EP and analytics
June 25, 2008
I got an email this morning asking me what I think of the idea that CEP (complex event processing) must be combined with “analytics” to be useful to most customers. I suspect that this is coming from the very strong opinions expressed by Tim over at The CEP Blog. For example, this post about Tibco acquiring Insightful where he states that “any software company that discusses CEP and does not support or advocate advanced analytics are selling snake oil.” So here I’m posting my answer, in three parts.
First part: about the term CEP
There is an argument that because CEP is often described as being focussed on “detecting previously unknown patterns in events” then it must by definition involve analytics that are designed for such detection. Here I agree that the idea of detecting previously unknown patterns is mostly wishful thinking that is used to attract interest in CEP as a “strategic” technology. I can think of one exception: the case where you simply have too much data to work effectively with a traditional database. On a very large data set, CEP technology could help to summarize data or to test assumptions and screen for patterns on data sets that would be unmanageable with other technology (for example, data sets where you don’t even have to disk space to store a massive incoming data feed).

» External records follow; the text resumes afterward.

PR #2484, opened 2026-02-17
Agent Websocket integration

stijnvanhulle:
## ✅ Checklist

## 🚀 Release Impact

### DIFF
--- a/.changeset/agent-websocket-integration.md
+++ b/.changeset/agent-websocket-integration.md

On a similar note, maybe CEP could lower the barrier to entry for cartain kinds of pattern detection on very large data streams. Storing and using large amounts of data with a database can add significant cost in the form of storage and processing overhead. But one could attach a CEP applitation to a stream of network data and test for patterns without ever even storing the data to disk.

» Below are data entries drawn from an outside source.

PR #2588, opened 2026-02-25
fix: don't mutate config.signal instead use it only if available

jay-babu:
## 🎯 Changes

When using the retry config and NOT specifying a `signal`, a new signal is constructed. When the signal is mutated, it is only done once. Previously this wasn't a problem since config.signal was mutated every time. This change simply says don't mutate config every, just set signal if not given.

## ✅ Checklist

## 🚀 Release Impact

- [X] This change affects published code, and I have generated a [changeset](https://github.com/changesets/changesets/blob/main/docs/adding-a-changeset.md).


jay-babu:
@stijnvanhulle i am trying regenerate the code but it is not working. unsure what I am doing incorrectly.

stijnvanhulle:
@jay-babu what kind of errors/issues to you get?

jay-babu:
> @jay-babu what kind of errors/issues to you get?

Not getting any errors when generating but the CI test is failing from looks like some missing generated code?

stijnvanhulle:
@jay-babu I see that your test cases are not up to date, so probably just run `pnpm test u` see https://vitest.dev/guide/snapshot.html

stijnvanhulle (approved):

PR #2751, opened 2026-03-15
fix(plugin-ts): prevent AST crash on negative literal enum values

### LINKED ISSUE #2734: @kubb/plugin-ts literal enums crash on negative numeric values

4.33.3

MacOS

```typescript
import { defineConfig } from '@kubb/core';

export default defineConfig({
  input: {
    path: './openapi.json',
  },
  output: {
    path: './dist',
  },
  plugins: [
    pluginOas(),
    pluginTs({
      output: {
        path: './types',
      },
      enumType: 'literal',
    }),
  ],
});
```

### Swagger/OpenAPI file?

```bash
{
  "openapi": "3.0.0",
  "info": {
    "title": "repro",
    "version": "1.0.0"
  },
  "paths": {},
  "components": {
    "schemas": {
      "Allowance": {
        "type": "number",
        "enum": [-1, 0, 5]
      }
    }
  }
}
```

```JSON

```

Minimal reproduction at https://stackblitz.com/edit/vitejs-vite-tywmdngq?file=kubb.config.ts&view=editor

Every time

Valid generated TypeScript for the enum, for example `type Allowance = -1 | 0 | 5`

### Additional information

-  switching to enumType: 'asConst' avoids the crash
-  this suggests the bug is specific to the literal enum AST generation path
-  the likely fix is to emit negative numeric literals with createPrefixUnaryExpression instead of createNumericLiteral(-1)

Sigmabrogz:
## Summary
Fixes an issue where `@kubb/plugin-ts` crashes when generating literal enums that contain negative numeric values.

## Problem
Fixes #2734.
When `enumType: 'literal'` or `'inlineLiteral'` is used and an enum contains a negative number (e.g. `enum: [-1, 0, 5]`),  invokes `factory.createNumericLiteral(value?.toString())`. Passing a negative string (like `"-1"`) to `createNumericLiteral` is an invalid AST construct in the TypeScript compiler API, causing the build to crash or output malformed code.

## Solution
Updated `factory.ts` to wrap negative numeric values inside a `PrefixUnaryExpression` using `ts.SyntaxKind.MinusToken` and the absolute value, ensuring a valid and compilable TypeScript AST.

### DIFF
--- a/packages/plugin-ts/src/factory.ts
+++ b/packages/plugin-ts/src/factory.ts
@@ -481,7 +481,13 @@ export function createEnumDeclaration({
           enums
             .map(([_key, value]) => {
               if (isNumber(value)) {
-                return factory.createLiteralTypeNode(factory.createNumericLiteral(value?.toString()))
+                if (value < 0) {
+                  return factory.createLiteralTypeNode(
+                    factory.createPrefixUnaryExpression(ts.SyntaxKind.MinusToken, factory.createNumericLiteral(Math.abs(value).toString()))
+                  )
+                } else {
+                  return factory.createLiteralTypeNode(factory.createNumericLiteral(value?.toString()))
+                }
               }
 
               if (typeof value === 'boolean') {


Sigmabrogz:
This fixes the AST crash by wrapping negative literal numeric enum values in a `PrefixUnaryExpression`, addressing #2734.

But people should remember that goal of CEP has always been to lower the barrier to entry for real-time applications. When you start to talk about advanced analytics, you have two options:
- You might require users to have a strong background in that kind of analytics. For example, see my post about using EP as real-time data mining. Certainly S+ contains lots of great stuff for data mining and other analytics, but most of that stuff is not for the faint of heart and requires at least the equivalent of a masters degree to use effectively.
- You might design a solution that applies advanced analytics to a particular and very focussed problem, like detecting likely signs of a network intrusion. In this case, you can put the power of analytics in the hands of an less trained user, but they can only use that software for the very focussed problem domain.
Neither of these scenarios meets the goal of reducing the barrier to entry. There are already terms for applying analytics, for example applied math, some of the domains of statistics, or even detection theory or data analysis. If CEP were any of these things, it would not be called CEP – it would already have a name.
Second part: the utility of CEP solutions for advanced problems
I have heard a lot about how existing CEP products can’t be used for advanced problems because of how they process data. This is a very short sighted view. It’s like saying that C++ is not useful for advanced problems because it only comes built in with a few storage types. CEP products are platforms on which you build larger applications. They reduce the barrier to enrty for real-time processing. But in the end, they provide a way for you to build larger applications out of smaller components, and this is exactly what is needed to solve advanced problems. If I have a new model for some kind of advanced pattern detection, I might code that model using a CEP engine, thus saving myself all kinds of time and pain related to dealing with real-time data. When a product comes with certain built in data structures, the whole point is that you can combine them to provide more advanced functionality. That’s how advanced software gets built.
Third part: the market for current CEP products
Some have expressed the opinion that most customers that process real-time data need “advanced analytics.” This then leads to the idea that existing CEP vendors are not providing the tools that most customers need. So is this a statement confirmed by a market study, or the subjective opinion of one person? Matlab has market data connectivity and about as much in the way of analytics as you can buy. So why all the use of CEP in algorithmic trading? How did CEP even get started in this area that already has well developed analytics solutions? The answer is, AFAIK, that most users actually don’t require advanced analytics. Some do. Most don’t. Most businesses need advanced real-time analytics in a few (possibly vital) areas of their business, but to run the rest of the day-to-day operation, they just need to lower the barrier to entry for developing relatively simple real-time applications and then to manage the growth of those simple applications into large rule sets. It’s the same with data processing. Many static reports use advanced analytics, and in many cases those are key to the business strategy. But most reports are made of very simple components, assembled in meaningful ways. I have no market study to back that up, but I think that the evidence is stronger for this view.